In 2002, the upper entrance to the gallery, where there used to be a bus station, was covered by a marquee designed by architect Paulo Mendes da Rocha, causing controversy for supposedly affecting the visibility of the Church of Saint Anthony, in Patriarca Square. Carlos Lemos, a professor of Architecture and Urbanism at the University of São Paulo, wrote an article in Folha de S. Paulo three years later in which he criticized the canopy for having replaced the art-deco shelter by architect Elisário Bahiana, part of the Viaduto do Chá project, a listed monument since 1992. "What revitalization has the beautiful and inopportune project brought to the site?" he asked in the article, and then replied: "None, except to provoke complaints." During the construction of the marquee, Masp-Centro was closed.
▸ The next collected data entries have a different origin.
PR #606, opened 2023-07-27
fix: update docker.sh statement, deduplicate logic

jaredallard:
As a follow up to #605, this updates the docker.sh output to better
reflect what the docker build is doing.

I also took the time to combine the logic for the docker build _test_
logic and the docker build _release_ logic (determined by the presence
of `CIRCLE_TAG`. This brings the added benefit of us building a docker
image on all archs that we would release to on PRs.

Updated buildx to reflect what is in use on most user's machines.

### DIFF
--- a/shell/ci/release/docker.sh
+++ b/shell/ci/release/docker.sh
@@ -63,6 +63,9 @@ get_image_field() {
 build_and_push_image() {
   local image="$1"
 
+  # push determines if we should push the image to the registry or not.
+  local push=false
+
   # Platforms to build this image for, expected format (in YAML):
   # platforms:
   #   - linux/arm64
@@ -138,6 +141,11 @@ build_and_push_image() {
   tags=()
   if [[ -n $CIRCLE_TAG ]]; then
     tags+=("$remote_image_name:$CIRCLE_TAG" "$remote_image_name:latest")
+
+    # When on a tag, we should also push the image to the registry. Also
+    # set push to true so that we log the right message.
+    args+=("--push")
+    push=true
   else
     tags+=("$image")
   fi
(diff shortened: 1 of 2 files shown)


shell/ci/release/docker.sh
```diff
@@ -139,24 +159,26 @@ build_and_push_image() {
...
-    )
+  if [[ $push == true ]]; then
+    echo "🔨 Building and Pushing Docker Image"
   else
-    # When we're not on a tag, just build the docker image to verify
-    # that it is buildable.
-    info "Building Test Docker Image"
-    (
-      set -x
-      docker buildx build "${args[@]}" -t "$image" --load "$buildContext"
```
jaredallard, line 157: Note: now that we're not scanning the image, we no longer need `--load`. So, I removed it. This should be marginally faster. But also, we can't load multi-arch docker images currently.

shell/ci/release/docker.sh
```diff
@@ -129,6 +129,26 @@ build_and_push_image() {
...
+  if [[ -n $CIRCLE_TAG ]]; then
+    tags+=("$remote_image_name:$CIRCLE_TAG" "$remote_image_name:latest")
+  else
+    tags+=("$image")
+  fi
+  for tag in "${tags[@]}"; do
+    args+=("--tag" "$tag")
+  done
+
+  # When on a tag, we should push the image to the registry.
```
jkinkead, line 148: Put this & body in `if` on line 139?

shell/ci/release/docker.sh
```diff
@@ -139,24 +159,27 @@ build_and_push_image() {
       buildContext="$(get_repo_directory)/deployments/$image"
     fi
   fi
+  args+=("$buildContext")
+
+  # Check if the arguments include --push, if so, we'll push
```
jkinkead, line 164: Can you set when you append the argument, instead of doing a loop a few lines below?

jkinkead (approved):
Mostly LGTM.

shell/ci/release/docker.sh
jaredallard: I didn't like mixing the tags logic... but yeah ig it makes sense.

shell/ci/release/docker.sh
jaredallard: I wanted to detach from the CIRCLE_TAG check in case we moved away from it, but yeah, that's reasonable.

jaredallard:
Tested the PR validation part, seems to work great: https://app.circleci.com/pipelines/github/getoutreach/discovery/685/workflows/49a79f7a-fe7f-418d-b221-22e501a351c1/jobs/2321

malept (approved):

PR #616, opened 2023-08-03
fix: add missing per-project formatter for migrations

evadnoob:
adds per-project formatters, just like linters

### DIFF
--- a/shell/fmt.sh
+++ b/shell/fmt.sh
@@ -13,7 +13,6 @@ source "$DIR/lib/bootstrap.sh"
 # shellcheck source=./lib/shell.sh
 source "$DIR/lib/shell.sh"
 
-
 # add extra (per project) linters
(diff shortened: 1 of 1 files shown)


malept (commented):
Do we still want to call have `linter` in the variable names despite it being for formatters?

evadnoob:
> Do we still want to call have `linter` in the variable names despite it being for formatters?

I kept it the same as the other script(the linters.sh) and there was already a reference to the "linters" directory. Also the linters file is what has the formatter function. I'm on the fence about this but leaning toward leaving it as linters, since that's where these formatters come from.

malept (approved):
I don't particularly like the current naming scheme, since linters and formatters are effectively a venn diagram, but it's not something I'm interested in investing more energy arguing about.

PR #619, opened 2023-08-07
fix(confluence): don't append logs to markdown output

malept:

Avoids redirecting `stdout` of `visualizemd` to create the markdown file, and instead uses the existing `-o` flag.

## Jira ID

[DT-3756]

[DT-3756]: https://outreach-io.atlassian.net/browse/DT-3756?atlOrigin=eyJpIjoiNWRkNTljNzYxNjVmNDY3MDlhMDU5Y2ZhYzA5YTRkZjUiLCJwIjoiZ2l0aHViLWNvbS1KU1cifQ


jaredallard (approved):
Even if this doesn't fix anything, seems reasonable.

PR #622, opened 2023-08-08
fix(linters): skip kubecfg linter if app jsonnet doesn't exist

malept:

This fixes the case where the kubecfg linter is run in a Stencil repo that isn't a service but has jsonnet files for whatever reason.


jaredallard (approved):
I was wondering if we'd want to do this or not. Seems reasonable.

PR #623, opened 2023-08-08
feat(golangci-lint): Upgrade to 1.53.3

jaredallard:
Upgrades `golangci-lint` to `1.53.3` to support Go 1.20.

This likely brings in some new lint rules that _may_ fail on new
projects. Putting it in unstable to give us sometime to run into them
and adjust our rules as needed.

I didn't hit any in a few repos I tried this on.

In 2019, a project was announced to transform the site into the Museum of Citizenship and Human Rights, a space that will be divided into video panels, three halls for events and temporary exhibitions, a 100-seat auditorium and an entrance hall with an area for artistic interventions. Once approved, an executive project can be contracted for the restoration and renovation of the entire gallery, as well as the installation of an elevator on the sidewalk of the Viaduto do Chá, next to the newsstand and near Líbero Badaró Street.

== Culture ==
A Neapolitan nativity scene from 1720, donated by Ciccillo Matarazzo, now part of the collection of the Museum of Sacred Art of São Paulo, was set up for the first time in São Paulo at the gallery. The venue also houses Graça I and Graça II (sculptures by Victor Brecheret) and a bronze replica of Michelangelo's Moses sculpture, made by the School of Arts and Crafts. During the 2010 Virada Cultural, the gallery was used as a stage for "body suspension" sessions, in which people were hoisted up by hooks stuck straight into their backs.